Go through the data below and retype all of it exactly.

DATA SHOWN START

PR #2732, opened 2017-05-27
Add the fmt string formatting library

yuriks:
More info at http://fmtlib.net/

This was based on @jroweboy's work on his spdlog branch, but with modifications. Namely, I don't manually add the include directory for fmt. Rather, individual libraries should add it using `target_link_libraries` instead.

---
This change is [Reviewable](https://reviewable.io/reviews/citra-emu/citra/2732)


yuriks:
To clarify, this is splitting the fmt inclusion from #2707 so that it can be merge separately without being held up by that PR.

PR #2734, opened 2017-05-28
CMake: Use CMake target properties for all libraries

yuriks:
My goal was to get rid of every one-off `include_directories` scattered around. 🗡 

Each commits makes sense individually, but there's a lot of them, so YMMV on how to review it.

---
This change is [Reviewable](https://reviewable.io/reviews/citra-emu/citra/2734)


yuriks:
FYI: The reason for the Travis build failure is that the old version of CMake is still in the cache. I'm going to clear the cache before merging this so that the next builds will suceed. (Appveyor seems like just a spurious failure.)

DATA SHOWN END

[SOLUTION BELOW]
PR #2732, opened 2017-05-27
Add the fmt string formatting library

yuriks:
More info at http://fmtlib.net/

This was based on @jroweboy's work on his spdlog branch, but with modifications. Namely, I don't manually add the include directory for fmt. Rather, individual libraries should add it using `target_link_libraries` instead.

---
This change is [Reviewable](https://reviewable.io/reviews/citra-emu/citra/2732)


yuriks:
To clarify, this is splitting the fmt inclusion from #2707 so that it can be merge separately without being held up by that PR.

PR #2734, opened 2017-05-28
CMake: Use CMake target properties for all libraries

yuriks:
My goal was to get rid of every one-off `include_directories` scattered around. 🗡 

Each commits makes sense individually, but there's a lot of them, so YMMV on how to review it.

---
This change is [Reviewable](https://reviewable.io/reviews/citra-emu/citra/2734)


yuriks:
FYI: The reason for the Travis build failure is that the old version of CMake is still in the cache. I'm going to clear the cache before merging this so that the next builds will suceed. (Appveyor seems like just a spurious failure.)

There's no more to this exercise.